== What you should do ==
Take the line containing "I am not finding" and every line after it in the data below, and print them exactly as given, with nothing else.

== Working data ==
PR #164, opened 2020-06-11
fix typo

trang1618:


juliasilge:
Thanks for this PR @trang1618! Can you describe a little more why you think the curly brackets might help? Without the brackets, the documentation for F Measure looks like this:

```
F_meas_β = (1+β^2) * precision * recall/((β^2 * precision)+recall)
```

With the brackets, it renders in the `.Rd` file like this:

```
F_{meas}_β = (1+β^2) * precision * recall/((β^2 * precision)+recall)
```

I am not finding it clearer or easier to parse with the brackets. Was there something else you were thinking or intending?

trang1618:
Thanks for the quick feedback @juliasilge! Without the curly braces, this is what I see on the yardstick page for `f_meas`, which I don't think is what the equation is intended to look like.
https://yardstick.tidymodels.org/reference/f_meas.html


f_meas_eqn

juliasilge:
Ah, I was looking at how the docs render in `.Rd` files, not the pkgdown site. Makes sense!

@DavisVaughan the underscores used here are making things render really differently in `.Rd` and pkgdown. [Wikipedia just does `F_beta`](https://en.wikipedia.org/wiki/F1_score). What do you think about that?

== Response for this exercise ==
I am not finding it clearer or easier to parse with the brackets. Was there something else you were thinking or intending?

trang1618:
Thanks for the quick feedback @juliasilge! Without the curly braces, this is what I see on the yardstick page for `f_meas`, which I don't think is what the equation is intended to look like.
https://yardstick.tidymodels.org/reference/f_meas.html


f_meas_eqn

juliasilge:
Ah, I was looking at how the docs render in `.Rd` files, not the pkgdown site. Makes sense!

@DavisVaughan the underscores used here are making things render really differently in `.Rd` and pkgdown. [Wikipedia just does `F_beta`](https://en.wikipedia.org/wiki/F1_score). What do you think about that?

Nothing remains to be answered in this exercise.